W każdym razie żmudne i drobiazgowe badania genetyczne 89 żarłaczy białych we wszystkich oceanach świata daje mały cień nadziei na ich lepsze jutro. Odkrywając odrębne populacje tych ryb, naukowcy mają nadzieję, że uda się je ochronić.
– Dzięki nowym narzędziom i współpracy z badaczami rekinów z całego świata udało nam się stworzyć pierwszy, prawdziwie globalny obraz łączności w populacjach rekinów żarłaczy białych – stwierdził prof. Leslie Noble, kierownik grupą badawczej, specjalizujący się w opracowaniu nowych markerów genetycznych.
Jako drapieżniki żarłacze białe stanowią niewielkie zagrożenie dla człowieka.
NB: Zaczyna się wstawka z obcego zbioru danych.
PR #7, opened 2019-07-15
Fix catch "Pattern not found"/"Unknown function" when locale is not en

KarolBedkowski:
# Why this PR?

The plugin does not work when vim locale is not en; i.e. for python files it raises an error on `<C-D>`:
```
Wykryto błąd podczas przetwarzania function doge#generate[3]..doge#generate#pattern:
wiersz   33:
E117: Nieznana funkcja: doge#preprocessors#python#tokens
Wykryto błąd podczas przetwarzania function doge#generate:
wiersz    3:
E171: Brak :endif 
```
 When calling not-existing functions, vim generates localized errors messages that do not match
catch statements in the plugin.

This patch replaces the current catching method for `E117` and `E486` by one method from `:h catch`: `catch /^Vim\%((\a\+)\)\=:<error number>/`

### DIFF
--- a/autoload/doge/generate.vim
+++ b/autoload/doge/generate.vim
@@ -38,7 +38,7 @@ function! doge#generate#pattern(pattern) abort
   try
     let l:preprocess_fn = printf('doge#preprocessors#%s#tokens', &filetype)
     call function(l:preprocess_fn)(l:tokens)
-  catch /E117: Unknown function/
+  catch /^Vim\%((\a\+)\)\=:E117/
   endtry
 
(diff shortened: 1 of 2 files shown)


kkoomen:
Hi!

Thank for the useful PR! Looks good and I should've used this instead yes, but it slipped my mind (._.)

kkoomen:
[v1.3.1](https://github.com/kkoomen/vim-doge/tree/v1.3.1) has been released within the master branch with your new fix in it. Thank you for your support!

PR #8, opened 2019-07-17
Add option to replace todo

vkasljevic:
# Prelude

# Why this PR?
This PR enables user to use configurable placeholder in generated documentation.
For ex. instead of using `TODO` as placeholder I could use `TODO(<user>)`.


kkoomen:
Thanks for putting quite some effort into this. However, I don't understand why you want to use `TODO(<user>)` to be set globally for everything? This would, for example, end up in:

```python
def myMethod(self: MyClass, p1: Sequence[T]) -> Generator[int, float, str]:
    """
    TODO(<user>)

    :param self MyClass: TODO(<user>)
    :param p1 Sequence[T]: TODO(<user>)
    :rtype Generator[int, float, str]: TODO(<user>)
    """
    pass
```

I'm not seeing in _why_ this would be useful.

vkasljevic:
Well, my case is that I have script for listing TODOs that matches only my `TODO(<user>)` because I work on large codebase with a lot of other people. I did this so that they could play along nicely, but I thought that someone else might have same inconvenience. Also, I don't have to keep my fork up to date.

As for the adding context to TODOs, it doesn't seem like that much extra work, I could add it if you want.

kkoomen:
I will add the context feature for now by myself, however I don't think this is something DoGe needs. If you want to give your descriptions more context for certain users you work with then this is a content issue and up to the user to add.

I'll close the issue for now. Thanks for submitting your idea.

kkoomen:
The TODO context support is released in [v1.4.0](https://github.com/kkoomen/vim-doge/tree/v1.4.0).

PR #22, opened 2019-07-19
update roxygen skeleton with return+examples

zkamvar:
# Prelude

# Why this PR?

This provide the return and examples fields, which are both good practice, necessary for package development, and are the defaults provided by RStudio's shortcut. 

By the way, I really like how this plugin "just works" ^\_^


kkoomen:
Hi,

Please make sure to follow the contribution guidelines and provide/update tests. If you want I can do the tests for you.

Can you more explain about `@examples`? I don't think this is needed when _not_ developing a package. I'm not familiar with R itself. I just learned the syntax of it so that DoGe can support it, but I don't know anything of the community and how people tend to write their code.

zkamvar:
> Please make sure to follow the contribution guidelines and provide/update tests. If you want I can do the tests for you.

Sorry about that! I'm a bit new to developing and testing vim plugins, and I accidentally updated the playground instead of the actual tests! 😅

I attempted to update the tests in a6b048b, but they still don't pass and I'm not quite sure how to load the development plugin to use the playground.

> Can you more explain about `@examples`? I don't think this is needed when _not_ developing a package. I'm not familiar with R itself. I just learned the syntax of it so that DoGe can support it, but I don't know anything of the community and how people tend to write their code.

Certainly. The examples is just an open field for adding quick examples of how the function should run. They aren't strictly necessary when not developing a package, but it is good practice to include at least one small example. Besides, it's what RStudio includes by default for their doc skeleton, so I figured, why not? ᕕ( ᐛ )ᕗ

kkoomen:
> I attempted to update the tests in a6b048b, but they still don't pass and I'm not quite sure how to load the development plugin to use the playground.

No worries. I'll fix the tests for you.

> Certainly. The examples is just an open field for adding quick examples of how the function should run. They aren't strictly necessary when not developing a package, but it is good practice to include at least one small example. Besides, it's what RStudio includes by default for their doc skeleton, so I figured, why not? ᕕ( ᐛ )ᕗ

Okay, I'll add it for now since you're ATM the only one requesting some changes for the R language.

kkoomen:
I've fixed the tests. You were almost there. I did change
```
"#' @examples",
"#' # TODO",
```
into
```
"#' @examples",
"#' TODO",
```
where I remove the additional `#` in front of the  `"#' # TODO",` into `"#' TODO",`. I assume this is not how it should be.

zkamvar:
Thank you for the help! 

Regarding the comment in front of the TODO: either way works!

Regarding the indentation of examples: it is not necessary. For example, [the ggplot2 package does not indent the examples](https://github.com/tidyverse/ggplot2/blob/d1ecd033c0a849b6bae16b07ad4b1e64b9a54109/R/aes.r#L37-L42):

```r
#' @examples
#' aes(x = mpg, y = wt)
#' aes(mpg, wt)
#'
#' # You can also map aesthetics to functions of variables
#' aes(x = mpg ^ 2, y = wt / cyl)
```

kkoomen:
Your contribution has been released as [v1.5.3](https://github.com/kkoomen/vim-doge/tree/v1.5.3).

Feel free to submit any new issues if you experience any unwanted behaviour in the future. Thanks for your contribution.

zkamvar:
Thank you for making this plugin with clear documentation and also for being patient!

PR #24, opened 2019-07-19
Fix python google style return type position

steven-lang:
The google style has the return type at the wrong position. See https://www.sphinx-doc.org/en/master/usage/extensions/example_google.html for examples.

# Prelude

# Why this PR?

[A clear and concise description of why this PR has been made]


steven-lang:
Argh, sorry, you just merged another commit in the same file. This PR has wrong changes now.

Częściej są ofiarami ludzi i orek. Sama sytuacja żarłaczy białych na świecie nie jest bezpieczna. Ludzie obsesyjnie je zwalczają do dzisiaj. Robią to ze strachu, dla jedzenia, dla trofeów szczękowych. Giną też, gdy przypadkiem wpadają w sieci podczas połowów.
Co ciekawe, poza ludźmi głównym ich wrogiem są dorosłe orki. Na przykład niedaleko Kapsztadu w Republice Południowej Afryki i u wybrzeży Kalifornii naukowcy zaobserwowali, że tamtejsze lokalne populacje żarłaczy białych załamały się z powodu częstych ataków orek.